Building KMeans model with K=4 (Training and Predicting)

import pandas as pd
from sklearn.cluster import KMeans
import matplotlib.pyplot as plt

# Load the data
file_path = '/mnt/data/crime_data.csv'
data = pd.read_csv(file_path)

# Drop the state names column
data_cleaned = data.drop(columns=['Unnamed: 0'])

# Elbow method to find optimal number of clusters
inertia = []
cluster_range = range(1, 11)

for k in cluster_range:
    kmeans = KMeans(n_clusters=k, random_state=42)
    kmeans.fit(data_cleaned)
    inertia.append(kmeans.inertia_)

# Plotting the elbow plot
plt.figure(figsize=(10, 6))
plt.plot(cluster_range, inertia, marker='o', linestyle='-')
plt.xlabel("Number of Clusters")
plt.ylabel("Inertia")
plt.title("Elbow Method for Optimal K")
plt.show()

# Building the KMeans model with K=4
kmeans_4 = KMeans(n_clusters=4, random_state=42)
kmeans_4.fit(data_cleaned)

# Predicting the cluster labels for each data point
data_cleaned['Cluster'] = kmeans_4.predict(data_cleaned)
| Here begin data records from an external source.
PR #294, opened 2023-02-19
Week 2 

edv-rd:


code/script.js
```diff
@@ -1,325 +1,452 @@
...
+  guessCounter.innerHTML = `Guesses: ${parseInt(numberOfGuesses)}`; // converting the int numberOfGuesses to a string. not sure this is needed actually?
+};
 
 // Randomly select a person from the characters array and set as the value of the variable called secret
 const setSecret = () => {
-  secret = charactersInPlay[Math.floor(Math.random() * charactersInPlay.length)]
-}
+  secret =
+    charactersInPlay[Math.floor(Math.random() * charactersInPlay.length)];
+  console.log("the person is set to " + secret.name);
```
smirrebinx, line 259: Maybe remove the console.log on line 259 since it reveals the secret person in the console :-)

code/script.js
```diff
@@ -1,325 +1,452 @@
...
-  const { category, value } = currentQuestion
+  const { category, value } = currentQuestion;
   // Show the correct alert message for different categories
-  if (category === 'accessories') {
+  if (category === "hair") {
     if (keep) {
-      alert(
-        `Yes, the person wears ${value}! Keep all people that wears ${value}`
-      )
+      addToLog(`The person has ${value} ${category}!`);
```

# Display the first few rows with cluster assignments
print(data_cleaned.head())
kmeans traning


Sample visualization of clusters

from sklearn.decomposition import PCA
import matplotlib.pyplot as plt

# Apply PCA to reduce to 2 dimensions for visualization
pca = PCA(n_components=2)
data_pca = pca.fit_transform(data_cleaned.drop(columns=['Cluster']))

# Creating a DataFrame with the PCA components and the cluster labels
data_pca_df = pd.DataFrame(data_pca, columns=['PCA1', 'PCA2'])
data_pca_df['Cluster'] = data_cleaned['Cluster']

# Plotting the clusters
plt.figure(figsize=(10, 8))
for cluster in data_pca_df['Cluster'].unique():
    subset = data_pca_df[data_pca_df['Cluster'] == cluster]
    plt.scatter(subset['PCA1'], subset['PCA2'], label=f'Cluster {cluster}', alpha=0.6)

plt.xlabel('PCA1')
plt.ylabel('PCA2')
plt.title('Cluster Visualization using PCA')
plt.legend()
plt.show()

visualization of clusters

End Notes

In this blog, we explored how the KMeans algorithm works, the various distance metrics it utilizes, and how the Elbow curve method helps in determining the optimal K value. I hope you found this article helpful—feel free to share it with your fellow learners!